Leon Rubenhold and Don Van Vliet

An article by Gerry Fialka in Venice Paper caught my attention. It described a party held in the Canals at Venice, California to raise funds for the victims of Hurricane Katrina. In the band was, “Leon Rubenhold, who had played with Captain Beefheart and was ripping up guitar on stage.”

Leon Rubenhold has had a long and distinguished career in the music business, including work with Lowell George, Wilson Pickett and The Four Tops, but this was the first I had read about him playing with Captain Beefheart. I wrote and asked him to tell me all about it. Leon’s reply follows:

Beefheart Stint

My time with Don was a brief couple of weeks back in 1975 just after Bongo Fury was released. My dear friend Elliot Ingber (a.k.a. Winged Eel Fingerling) told me Don needed another guitarist for their upcoming European tour and I should check it out. So I went down to the rehearsal studio which was on Sunset Blvd near Gower St. It was actually Frank Zappa’s headquarters of offices and rehearsal rooms. I went in the room and Don was there along with John French (a.k.a. Drumbo). John and I jammed for awhile, maybe a half hour or so playing spontaneous riffs and grooves. At the end of that jam John said “We’ve had over seventy guitar players come in here and you are the only one who has the feel we need. You’ve got the gig if you want it.”

I knew some of the other guitarists that had come down to try out and many of them were very well known and monster players around town. I felt very flattered to say the least.

Rehearsals began shortly thereafter and continued on for about two weeks or so. It was John and I mostly going over the tunes and feels together while Don sat in a corner of the room and drew in a coloring book with magic markers coloring on the reverse side of the pages … an interesting technique. He would stop coloring sometimes to voice a comment or whistle or sing a specific lick he wanted played.

At one rehearsal I was deeply concentrating on a specific passage when I turned my head and Zappa was standing right next to me with that typical intense look on his face scrutinizing what I was playing. I stopped playing and we started talking and he said he was impressed with what and how I was doing with learning the parts. Which by the way had to be played exactly as written or the song would not work.

That afternoon we all went across the street for lunch at a Mexican restaurant, Frank, Don, John and myself. I believe the cover shot of Bongo Fury was taken at that restaurant at one of the booths.

Rehearsals were going along fine till one Saturday afternoon Don called me at home and told me that Denny Walley the guitarist in Frank’s band had just quit and that he had decided to have Denny replace me because Denny knew all the material and they would not have to rehearse anymore. Don hated to rehearse.

So on the following Tuesday I get a call at home from Frank Zappa and he is asking me if I wanted to replace Denny in his band and could I come up to his house and play for awhile to feel things out?

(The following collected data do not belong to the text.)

PR #461, opened 2023-07-08
Auto-size columns in Audio Options based on device names.

tmiw:
Based on feedback, this PR auto-sizes the columns inside the Audio Options window to make longer device names easier to read.


tmiw:
@barjac, hopefully this works okay for you. 👍

barjac:
Yes, thanks. :)
I agree with Brian that the other columns would benefit from the same treatment.

tmiw:
> Yes, thanks. :) I agree with Brian that the other columns would benefit from the same treatment.

Wait, the code should already be resizing all four columns unless I'm misunderstanding something?

barjac:
Yes exactly, sorry for confusion - I was going from memory.

Tyrbiter:
> > Yes, thanks. :) I agree with Brian that the other columns would benefit from the same treatment.
> 
> Wait, the code should already be resizing all four columns unless I'm misunderstanding something?
> 
> EDIT: oh, Brian meant preserving the size/location of the Audio Options dialog. +1

Yes, I meant that the last 3 columns are effectively hidden so to see them all the window has to be widened, but then when it's closed the same thing happens when it is reopened.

Later that afternoon there I am at Frank’s home studio sitting cross legged on the carpet with Frank playing acoustic guitars together. We ran through some of his more difficult material and we both agreed that there just wasn’t enough time to get it together for a tour of Australia that started on Friday of the same week. He said that if we were flying on a chartered flight we could have rehearsed on the plane but since it was a commercial flight it wasn’t possible. I was thinking it would take a week just to learn one of his songs properly not the whole show. In addition he wanted me to be the only guitarist because he just wanted to sing. Talk about turning up the pressure a few notches.

So that’s the story as it actually happened. I was in Beefheart’s band but it was cut short and never made it past rehearsals.

Check out my website at http://www.leonrubenhold.com/ for other info on what I have been doing and what I have done.

thanks,
Leon Rubenhold

Thank you, Leon Rubenhold, for letting us read this fascinating and previously unpublished story.

3 Comments

  1. What a great little piece. I love these articles from people who’ve played with the Cap’n.
    Just the sort of thing I enjoyed in Steal Softly Thru Snow.
    More of the same please.

  2. i just realized:
    “Don sat in a corner of the room and drew in a coloring book with magic markers coloring on the reverse side of the pages … an interesting technique.”
    The same technique was used for coloring original pages of certain comic books in the fifties and sixties, so the black ink could be printed separately.
    I wonder if there’s a connection.